TASK GOAL: The answer must be every line from the entries below that includes "area".

(Saved entries)
PR #5694, opened 2025-12-20
[stdlib] Make LinkedList conform to Writable, Stringable and Representable

msaelices:
Modernizes `LinkedList` to use explicit trait conformance for `Writable`, `Stringable`, and `Representable` traits, following the same pattern as `Deque` and `InlineArray`.

- Updates struct declaration to include trait conformance
- Removes generic constraints from methods  
- Uses `_constrained_conforms_to` for compile-time checking
- Removes obsolete `repr` overload from `builtin/repr.mojo`


mojo/stdlib/std/collections/linked_list.mojo
```diff
@@ -791,33 +788,46 @@ struct LinkedList[
...
+        Constraints:
+            ElementType must conform to `Representable`.
 
         Args:
             writer: The writer to write the list to.
 
         Notes:
             Time Complexity: O(n) in len(self).
         """
+        _constrained_conforms_to[
```
JoeLoser: **Suggestion** This is called in both `write_to` and in `_write`. Since `write_to` delegates to `_write`, the check here in `write_to` is redundant and can be removed.

JoeLoser (approved):

JoeLoser:
!sync

JoeLoser:
Hi @msaelices, do you mind rebasing and resolving the merge conflicts? I've merged a few of your other recent PRs in this area and now there's some conflicts. Then I'm happy to sync it in and land it. Thanks!

msaelices:
> Hi @msaelices, do you mind rebasing and resolving the merge conflicts? I've merged a few of your other recent PRs in this area and now there's some conflicts. Then I'm happy to sync it in and land it. Thanks!

Sure. Done!

mojo/stdlib/std/collections/linked_list.mojo
msaelices: Good catch! Fixed: https://github.com/msaelices/modular/commit/4e3eea57a39274d8d0ea87bc354222eff196dfad

ConnorGray:
!sync

mojo/stdlib/std/collections/linked_list.mojo
```diff
@@ -826,6 +828,9 @@ struct LinkedList[
         for i in range(len(self)):
             if i:
                 writer.write(", ")
-            writer.write(curr[].value)
+            ref representable_element = trait_downcast[Representable](
+                curr[].value
+            )
+            writer.write(repr(representable_element))
```
ConnorGray, line 834: **Question** This seems to be changing `LinkedList.write_to` to call `Representable` on the elements, where previously it called `Writer` on the elements. Is that the direction we want to go? It would seem more natural to me if `Writer` "recursively" used elements' `Writer` implementations as well. That would also let us avoid allocating a `String` with the `repr(..)` call here.

I recognize there is a broader problem that we have two traits—`Stringable` and `Representable`—that return `String`, but only one trait—`Writer`—that does streaming writing, so we're shoe-horning two semantically different ways of formatting a type into one trait. However, I think `Writer` is probably semantically closer to `Stringable` (human-readable) than it is to `Representable`.

NathanSWard: > It would seem more natural to me if Writer "recursively" used elements' Writer implementations as well.

This is the direction we are eventually going (Once we remove `Representable` and `Stringable` entirely)! 

However, all other collections in the stdlib `List`, `Deque`, `Optional`, etc... all default to using the contained type's `Representable` trait (instead of `Writable`).
This PR at least makes that consistent, then we can change all of that in the future in one larger PR address all the `write_to` impls.

ConnorGray: I see, in that case then let's leave this as it is (calling `Representable`) and be "consistently inconsistent" for now, while we're in the middle of that broader refactoring that you mention 🙂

SOLVED PROBLEM:
Hi @msaelices, do you mind rebasing and resolving the merge conflicts? I've merged a few of your other recent PRs in this area and now there's some conflicts. Then I'm happy to sync it in and land it. Thanks!
> Hi @msaelices, do you mind rebasing and resolving the merge conflicts? I've merged a few of your other recent PRs in this area and now there's some conflicts. Then I'm happy to sync it in and land it. Thanks!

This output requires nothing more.